_Task requirements_
The following data has a line with "docs: instruct users" and a line with "the role-grant graph.". Write out exactly those lines and all the lines between them.

[Dataset entries]

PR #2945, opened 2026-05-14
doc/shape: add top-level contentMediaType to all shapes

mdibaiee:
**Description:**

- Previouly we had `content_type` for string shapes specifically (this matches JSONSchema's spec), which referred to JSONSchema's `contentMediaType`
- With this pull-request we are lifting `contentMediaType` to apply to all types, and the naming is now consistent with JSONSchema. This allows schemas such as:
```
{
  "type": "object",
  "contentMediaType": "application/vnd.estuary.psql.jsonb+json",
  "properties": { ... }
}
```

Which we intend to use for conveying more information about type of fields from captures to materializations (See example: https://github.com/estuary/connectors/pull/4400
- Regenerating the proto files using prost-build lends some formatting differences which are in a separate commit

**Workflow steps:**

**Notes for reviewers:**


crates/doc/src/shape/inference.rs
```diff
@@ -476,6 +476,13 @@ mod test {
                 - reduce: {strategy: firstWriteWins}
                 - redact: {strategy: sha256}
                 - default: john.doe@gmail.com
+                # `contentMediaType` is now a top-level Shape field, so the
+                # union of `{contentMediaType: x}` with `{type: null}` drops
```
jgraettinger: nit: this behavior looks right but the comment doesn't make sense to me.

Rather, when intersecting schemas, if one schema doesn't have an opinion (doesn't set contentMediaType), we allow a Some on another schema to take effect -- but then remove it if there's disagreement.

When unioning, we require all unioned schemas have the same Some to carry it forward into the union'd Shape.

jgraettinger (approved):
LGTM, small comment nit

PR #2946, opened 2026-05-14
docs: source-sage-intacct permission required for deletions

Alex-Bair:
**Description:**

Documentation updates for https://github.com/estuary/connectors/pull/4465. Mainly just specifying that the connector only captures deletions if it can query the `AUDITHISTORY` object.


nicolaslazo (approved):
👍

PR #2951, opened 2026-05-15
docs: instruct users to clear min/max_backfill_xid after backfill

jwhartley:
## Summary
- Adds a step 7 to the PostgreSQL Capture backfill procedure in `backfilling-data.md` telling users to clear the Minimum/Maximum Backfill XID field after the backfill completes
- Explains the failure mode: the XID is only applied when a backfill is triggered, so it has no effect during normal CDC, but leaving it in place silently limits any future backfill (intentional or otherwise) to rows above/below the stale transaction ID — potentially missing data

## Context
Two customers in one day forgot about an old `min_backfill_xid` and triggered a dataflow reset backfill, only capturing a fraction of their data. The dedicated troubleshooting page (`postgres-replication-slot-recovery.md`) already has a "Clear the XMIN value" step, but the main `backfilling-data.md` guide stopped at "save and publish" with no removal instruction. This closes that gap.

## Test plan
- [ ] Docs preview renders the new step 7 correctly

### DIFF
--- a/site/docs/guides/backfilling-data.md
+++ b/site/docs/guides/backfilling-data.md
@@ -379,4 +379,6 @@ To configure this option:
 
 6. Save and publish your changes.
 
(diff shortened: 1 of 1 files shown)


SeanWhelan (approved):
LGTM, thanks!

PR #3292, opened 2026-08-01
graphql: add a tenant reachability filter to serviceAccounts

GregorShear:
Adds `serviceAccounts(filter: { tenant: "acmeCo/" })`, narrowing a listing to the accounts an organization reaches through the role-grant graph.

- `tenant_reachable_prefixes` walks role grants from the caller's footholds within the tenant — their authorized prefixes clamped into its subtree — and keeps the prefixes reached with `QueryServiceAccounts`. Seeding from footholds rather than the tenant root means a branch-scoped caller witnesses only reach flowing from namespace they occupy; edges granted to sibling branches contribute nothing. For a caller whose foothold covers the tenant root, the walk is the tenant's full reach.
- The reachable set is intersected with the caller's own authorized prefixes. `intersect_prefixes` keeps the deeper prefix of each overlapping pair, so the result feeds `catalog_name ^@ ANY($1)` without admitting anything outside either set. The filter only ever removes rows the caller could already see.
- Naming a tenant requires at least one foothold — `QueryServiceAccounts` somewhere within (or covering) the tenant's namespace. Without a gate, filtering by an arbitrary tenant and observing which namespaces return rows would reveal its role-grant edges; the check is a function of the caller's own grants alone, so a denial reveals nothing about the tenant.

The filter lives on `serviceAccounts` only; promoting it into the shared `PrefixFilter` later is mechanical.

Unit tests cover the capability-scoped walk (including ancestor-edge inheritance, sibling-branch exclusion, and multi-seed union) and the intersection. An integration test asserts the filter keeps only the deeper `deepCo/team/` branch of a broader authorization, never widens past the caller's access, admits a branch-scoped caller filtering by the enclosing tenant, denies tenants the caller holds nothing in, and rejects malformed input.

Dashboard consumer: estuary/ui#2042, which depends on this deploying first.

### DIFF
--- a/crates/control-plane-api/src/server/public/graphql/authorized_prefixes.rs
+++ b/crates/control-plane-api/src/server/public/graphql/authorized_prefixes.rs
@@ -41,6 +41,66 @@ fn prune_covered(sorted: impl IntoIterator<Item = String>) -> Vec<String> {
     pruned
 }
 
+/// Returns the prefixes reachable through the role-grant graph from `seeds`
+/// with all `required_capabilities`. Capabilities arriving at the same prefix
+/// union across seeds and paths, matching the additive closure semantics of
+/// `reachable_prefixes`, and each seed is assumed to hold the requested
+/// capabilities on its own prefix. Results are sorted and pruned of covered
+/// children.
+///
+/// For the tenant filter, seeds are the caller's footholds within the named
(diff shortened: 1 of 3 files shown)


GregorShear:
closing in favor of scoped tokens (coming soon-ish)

_Solution to this exercise_
docs: instruct users to clear min/max_backfill_xid after backfill

jwhartley:
## Summary
- Adds a step 7 to the PostgreSQL Capture backfill procedure in `backfilling-data.md` telling users to clear the Minimum/Maximum Backfill XID field after the backfill completes
- Explains the failure mode: the XID is only applied when a backfill is triggered, so it has no effect during normal CDC, but leaving it in place silently limits any future backfill (intentional or otherwise) to rows above/below the stale transaction ID — potentially missing data

## Context
Two customers in one day forgot about an old `min_backfill_xid` and triggered a dataflow reset backfill, only capturing a fraction of their data. The dedicated troubleshooting page (`postgres-replication-slot-recovery.md`) already has a "Clear the XMIN value" step, but the main `backfilling-data.md` guide stopped at "save and publish" with no removal instruction. This closes that gap.

## Test plan
- [ ] Docs preview renders the new step 7 correctly

### DIFF
--- a/site/docs/guides/backfilling-data.md
+++ b/site/docs/guides/backfilling-data.md
@@ -379,4 +379,6 @@ To configure this option:
 
 6. Save and publish your changes.
 
(diff shortened: 1 of 1 files shown)


SeanWhelan (approved):
LGTM, thanks!

PR #3292, opened 2026-08-01
graphql: add a tenant reachability filter to serviceAccounts

GregorShear:
Adds `serviceAccounts(filter: { tenant: "acmeCo/" })`, narrowing a listing to the accounts an organization reaches through the role-grant graph.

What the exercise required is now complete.